Others say wok cooking in plain view is a subtle reminder to guests that they shouldn’t try replicating such dishes at home.
“You can make a burger on the grill, and lots of people even do Mexican at home now,” Lunde said. “But no one’s ever going to try cooking orange chicken at home because of the preparation required.”
Riggs acknowledged that customers know Asian cooking can require large numbers of unusual ingredients.
“Not only do we know it’s probably not inexpensive to prepare at home, most of us just don’t know how to do it,” she said. “That could discourage people from cooking it at home.”
Foundation of youth
Young restaurant goers are playing a significant role in the growth of the Asian fast-casual segment, and that interest is expected to remain strong well into the future. Not only has the 18- to 25-year-old demographic proven willing to experiment with new flavors, spices and dishes, the members of that age group see food — especially emerging ethnic cuisines — as trendy and hip.
Strong sales of Asian foods in its college dining accounts led Sodexo to pursue its partnership with Star Ginger, a concept it will roll out to its healthcare, government and corporate-dining accounts, said Ray Torres, director of business development.
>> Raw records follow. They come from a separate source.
PR #5723, opened 2025-04-14
fix: jobsdb payload limit used compressed column sizes instead of actual payload length

Sidddddarth:
# Description

Job queries aggregated over `pg_column_size(event_payload)` to limit the result when a size limit is passed. This could lead to loading more jobs into memory than can be handled safely because it's the compressed size of the column(when compressed). Using the `octet_length(event_payload)` instead to find the actual byte size of the event payload column.

## Linear Ticket

[Resolves PIPE-2009](https://linear.app/rudderstack/issue/PIPE-2009/fix-payload-limiting-by-adding-actual-column-size-in-jobsdb)

## Security

### DIFF
--- a/jobsdb/jobsdb.go
+++ b/jobsdb/jobsdb.go
@@ -406,7 +406,6 @@ type JobT struct {
 	CustomVal     string          `json:"CustomVal"`
 	EventCount    int             `json:"EventCount"`
 	EventPayload  json.RawMessage `json:"EventPayload"`
-	PayloadSize   int64           `json:"PayloadSize"`
 	LastJobStatus JobStatusT      `json:"LastJobStatus"`
 	Parameters    json.RawMessage `json:"Parameters"`
 	WorkspaceId   string          `json:"WorkspaceId"`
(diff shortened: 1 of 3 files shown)


Sidddddarth:
This replaces #5703 .

jobsdb/jobsdb.go
```diff
@@ -2189,9 +2188,9 @@ func (jd *Handle) getJobsDS(ctx context.Context, ds dataSetT, lastDS bool, param
 	sqlStatement := fmt.Sprintf(`SELECT
 									jobs.job_id, jobs.uuid, jobs.user_id, jobs.parameters, jobs.custom_val, jobs.event_payload, jobs.event_count,
 									jobs.created_at, jobs.expire_at, jobs.workspace_id,
-									pg_column_size(jobs.event_payload) as payload_size,
+									octet_length(jobs.event_payload::text) as payload_size,
```
atzoum, line 2191: What is the impact on performance? Does this need to read the whole payload column and count bytes? 
Can we benchmark the two different solutions using 10K dataset with large payloads (e.g. 13K) and measure:
1. query latency
2. postgres cpu

atzoum: Run jobsdb benchmarks for:
- octet_length
- pg_column_size
- separate payload size column

octet_length performance appeared to be better than all other, a backlog of 2Mil pending events with 2.5K payload size and 10K/sec constant event rate was processed in 2m17s vs 4m10s that other solutions.

atzoum (approved):

jobsdb/jobsdb.go
Sidddddarth: Thank you!

cisse21 (approved):

PR #5724, opened 2025-04-14
fix: warehouse transformations concurrent writes

achettyiitr:
# Description

- In processor, [multiplexing happens](https://github.com/rudderlabs/rudder-server/blob/69f1baff51e05c561f0b3122a020e315c62c37bc/processor/processor.go#L2159) when source is connected to multiple destinations. These shallow events point to the same singular event, a map. Modifying and reading this singular event gives `fatal error: concurrent map read and map write` error.
- Also, avoid making modifications to singular events.

## Linear Ticket

- Resolves WAR-488.

## Security

### DIFF
--- a/warehouse/transformer/benchmark/main.go
+++ b/warehouse/transformer/benchmark/main.go
@@ -13,6 +13,7 @@ import (
 	"time"
 
 	"github.com/google/uuid"
+	"github.com/samber/lo"
 	"golang.org/x/sync/errgroup"
 
 	"github.com/rudderlabs/rudder-go-kit/config"
@@ -58,15 +59,15 @@ func run(ctx context.Context) error {
 	logFactory := logger.Default
 	l := logFactory.NewLogger().Child("warehouse-transformer-benchmark").Child(mode)
 
-	clientEvents := make([]types.TransformerEvent, eventsInBatch)
-	for i := 0; i < len(clientEvents); i++ {
-		var transformerEvent types.TransformerEvent
-		err := jsonrs.Unmarshal([]byte(sampleEvent), &transformerEvent)
-		if err != nil {
-			return fmt.Errorf("could not unmarshal sample client event: %w", err)
-		}
-		clientEvents[i] = transformerEvent
+	var te types.TransformerEvent
+	err := jsonrs.Unmarshal([]byte(sampleEvent), &te)
+	if err != nil {
+		return fmt.Errorf("could not unmarshal sample client event: %w", err)
 	}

“Gen X and Y are really driving it, but we’re seeing the desire for these foods in all age groups,” he said. “The reality is the world is a smaller place, and younger groups know more about places we didn’t used to know. So foods that may have been on the fringe a couple of years ago are now becoming mainstream.”
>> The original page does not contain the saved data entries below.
PR #5725, opened 2025-04-14
fix: unmarshalling error for staging files without bytes per table

shekhar-rudder:
# Description

**BUG:** Unmarshalling of existing records in the `wh_staging_files` table was failing due to the `bytes_per_table` column having a default value of NULL.

**FIX:**
Updated the insert and read methods to handle the nil case for BytesPerTable

## Security

### DIFF
--- a/warehouse/internal/repo/staging.go
+++ b/warehouse/internal/repo/staging.go
@@ -128,10 +128,15 @@ func (sf *StagingFiles) Insert(ctx context.Context, stagingFile *model.StagingFi
 	if err != nil {
 		return id, fmt.Errorf("marshaling schema: %w", err)
 	}
-
-	bytesPerTableJSON, err := jsonrs.Marshal(stagingFile.BytesPerTable)
-	if err != nil {
-		return id, fmt.Errorf("marshaling bytes per table: %w", err)
+	var bytesPerTablePayload interface{}
+	if stagingFile.BytesPerTable != nil {
+		marshalled, err := jsonrs.Marshal(stagingFile.BytesPerTable)
+		if err != nil {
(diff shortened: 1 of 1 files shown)


warehouse/internal/repo/staging.go
```diff
@@ -128,10 +128,15 @@ func (sf *StagingFiles) Insert(ctx context.Context, stagingFile *model.StagingFi
 	if err != nil {
 		return id, fmt.Errorf("marshaling schema: %w", err)
 	}
-
-	bytesPerTableJSON, err := jsonrs.Marshal(stagingFile.BytesPerTable)
```
shekhar-rudder, line 132: This case wasn't caught by the existing tests since in the DB `bytes_per_table` was being stored as `null` string

achettyiitr (approved):

warehouse/internal/repo/staging.go
shekhar-rudder, line 132: This case was not caught by existing tests since post marshalling value of bytesPerTableJSON was coming as null which was getting saved in the DB. And on unmarshalling this value ("null"), there was no error

RanjeetMishra (approved):

warehouse/internal/repo/staging.go
RanjeetMishra: Default json Marshal behavior, it returns "null" for  `nil`. What we missed here is a test scenario considering an existing entry in warehouse DB?

shekhar-rudder: > What we missed here is a test scenario considering an existing entry in warehouse DB?

Yes

PR #1153, opened 2016-04-01

ridethepenguin:
Current code in `XmlAttributeNodePointer` assumes an XML attribute called `id` must be the feature identifier and tries to retrieve it calling `feature.getIdentifier()`; however, if the attribute is not mapped using `<idExpression>` but as a regular `<ClientProperty>`, it will not be used as the feature identifier, in which case `feature.getIdentifier()` will return null (the original code throws a NPE).

This PR solves the issue in the simplest way, falling back to normal attribute extraction when `feature.getIdentifier()` returns nothing.


bencaradocdavies:
@ridethepenguin that looks great, nice fix. Full build including GeoServer with app-schema online tests passes.

PR #1154, opened 2016-04-01
[GEOT-5390] Fixed ColorModelFactory returning cached ColorModel objects with the wrong data type.

sikeoka:
[GEOT-5390] Fixed ColorModelFactory returning cached ColorModel objects with the wrong data type.


aaime:
The current Travis failure seems to have nothing to do with the change (hard crash in the JVM while running over some wfs client tests), I've kicked the build again

simboss:
It looks good to me.

Will you take care of the backport?

jodygarnett:
Thanks for the fix, can I double check if OSGeo has a contributor agreement on file for yourself or mousebird consulting? Thanks for the chat at eclipsecon :D

PR #1156, opened 2016-04-04
Adds ysld unsupported module.

jdeolive:
YSLD is a Yaml based representation of YSLD with some syntactic nicities added to the mix. The module was developed by Boundless and is being contributed to the community. Thanks Boundless!


modules/unsupported/ysld/pom.xml
```diff
@@ -0,0 +1,100 @@
...
+  
+  <parent>
+    <groupId>org.geotools</groupId>
+    <artifactId>unsupported</artifactId>
+    <version>15-SNAPSHOT</version>
+  </parent>
+  
+  <groupId>org.geotools</groupId>
+  <artifactId>gt-ysld</artifactId>
+  <name>Ysld Parser/Encoder</name>
```
jodygarnett: Ylsd or YSLD :)

modules/unsupported/ysld/pom.xml
```diff
@@ -0,0 +1,100 @@
...
+    </dependency>
+    <dependency>
+      <groupId>org.geotools</groupId>
+      <artifactId>gt-render</artifactId>
+      <version>${project.version}</version>
+    </dependency>
+    <dependency>
+      <groupId>org.yaml</groupId>
+      <artifactId>snakeyaml</artifactId>
+      <version>1.13</version>
```
jodygarnett: Use of dependency management for version numbers, especially for things like hamcrest and findbugs that may conflict.

modules/unsupported/ysld/src/main/java/org/geotools/ysld/Band.java
```diff
@@ -0,0 +1,92 @@
+/*
+ *    GeoTools - The Open Source Java GIS Toolkit
+ *    http://geotools.org
+ *
+ *    (C) 2014-2016, Open Source Geospatial Foundation (OSGeo)
+ *
```
jodygarnett: This is one for @smithkm - should we have a (C) 2015-2016 Boundless to reflect this code has shipped in another product?

jdeolive:
Thanks @jodygarnett. Changed Ysld to YSLD (assuming that is the decided upon convention), added kevin and myself and module maintainers and moved dependency versions into dependency management section.

jodygarnett:
Added an updated readme, and changed the headers to show file history.

modules/unsupported/ysld/src/main/java/org/geotools/ysld/Band.java
smithkm: @jodygarnett I guess that comes down to that argument you had with Arne Kepp about the GWC headers.  I have no idea which is the correct way to do this to make the lawyers happy.

PR #1157, opened 2016-04-04

ridethepenguin:
This is the backport of #1153 to the 14.x branch.


bencaradocdavies:
Thanks @ridethepenguin that looks good.

PR #1158, opened 2016-04-04

ridethepenguin:
This is the backport of #1153 to the 13.x branch.


bencaradocdavies:
@ridethepenguin this looks quite different to the changes for master and 14.x. It looks to me that you have created an entirely new mapping file and properties file for the test. Is there a technical reason for this, rather than backporting the SWE fixture? Too many entangled dependencies?

If possible, I like to reduce divergence between the branches to make future maintenance easier. I know you usually do this as well, so I would like to know why you chose to not do so in this case.

ridethepenguin:
@bencaradocdavies right, I should have added a comment to the PR explaining this. I had to refactor the code because `SweValuesTest` and related mapping / data files were altogether missing on the 13.x branch, since [the bug-fix they originated from](https://osgeo-org.atlassian.net/browse/GEOT-5251) was never ported to this branch. I thought it'd be quicker to refactor the code for the present fix rather than backport all the missing pieces.

Let me know how you think it's best to proceed: I don't mind leaving the backport to 13.x aside (14.x is what I really cared about), or spending some more time trying to port over all the dependencies (but this is going to result in a different set of changes anyway, maybe I should create two different PRs then).

bencaradocdavies:
@ridethepenguin I assumed that this was the case but wanted to check. Thanks for the extra effort required for this backport to 13.x.

ridethepenguin:
@bencaradocdavies awesome, thanks for a careful merging (as usual)!

PR #1163, opened 2016-04-05
small fix to feature factory lookup

jodygarnett:


aaime:
@jodygarnett could you please check the contribution rules, seems you've missed a few steps: https://github.com/geotools/geotools/blob/master/CONTRIBUTING.md

mprins:
see also: https://osgeo-org.atlassian.net/browse/GEOT-5400
see also: https://sourceforge.net/p/geotools/mailman/message/34992659/

aaime:
Just read your mail, quoting "That sounds like a pretty serious glitch, I wonder how the test cases are passing?".
A bit ironic there is no test in the pull requests, tests that are not there cannot fail :-p

bencaradocdavies:
@jodygarnett do you have a test case for this? And some copyright header updates?  :-P

modules/library/main/src/main/java/org/geotools/feature/AttributeTypeBuilder.java
```diff
@@ -197,9 +198,7 @@
 	 *
 	 */
     public AttributeTypeBuilder() {
-		this( new FeatureTypeFactoryImpl() );
-		init();
```
aaime: Btw, removing this init means the userData map won't be initialized to a empty map, calling addUserData right after the constructor seems like it will generate a NPE (unless I'm missing something, just had another quick look)

jnh5y:
All, any ideas of how to create a unit test which would fail here?  If so, I'd be interested in assisting.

While Arancio said that “everyone from 2 to 92 is enjoying our food,” he noted that the younger crowd, specifically 24- to 35-year-olds, makes up Teriyaki Experience’s core customer base. That same group also skews strongly toward women, he said, because of the segment’s healthful food perception. In Canada many of the concept’s dishes are made using water rather than oil, and all its stores make sushi twice daily.
Riggs predicts that in the near term, fast-casual Asian outlets will incur mostly incremental growth from customers 30 or older, but with the increased purchasing power of Generation Z, or those aged 19 to 29, will come solid and enduring sales.
“There are about 90 million in this group, and we think they’re going to be the heaviest users of this concept,” Riggs said.
Heavy in terms of frequency, not body weight, several sources stressed. Twentysomething customers especially are choosing the segment’s healthful offerings, such as pho, steamed seafood and meat-free wok-seared dishes. To meet that growing demand, Star Ginger’s lineup will include multiple vegetarian and vegan items. In 2009 Panda Express introduced its “Wok Smart” menu featuring 18 items containing fewer than 250 calories. And Ravine Hiranand, who launched his Fresh East Asian fast-casual concept last December in West Hollywood, Calif., ensured all of his dishes were healthful at the outset in order to meet strong demand for wholesome foods there.
“We only use grapeseed oil, no ghee, and only natural and organic products,” said Hiranand, a Hong Kong native whose concept offers Indian food along with multiple Asian cuisines. Hiranand insisted the dishes be authentic as well as affordable.
“We attract all walks of life to Fresh East, but the unifying factors are their consciousness of what they eat and their love of Asian food,” he said. “It’s for a family crowd [that] wants to save money and eat good, too. I think the fast-casual model is perfect for that.”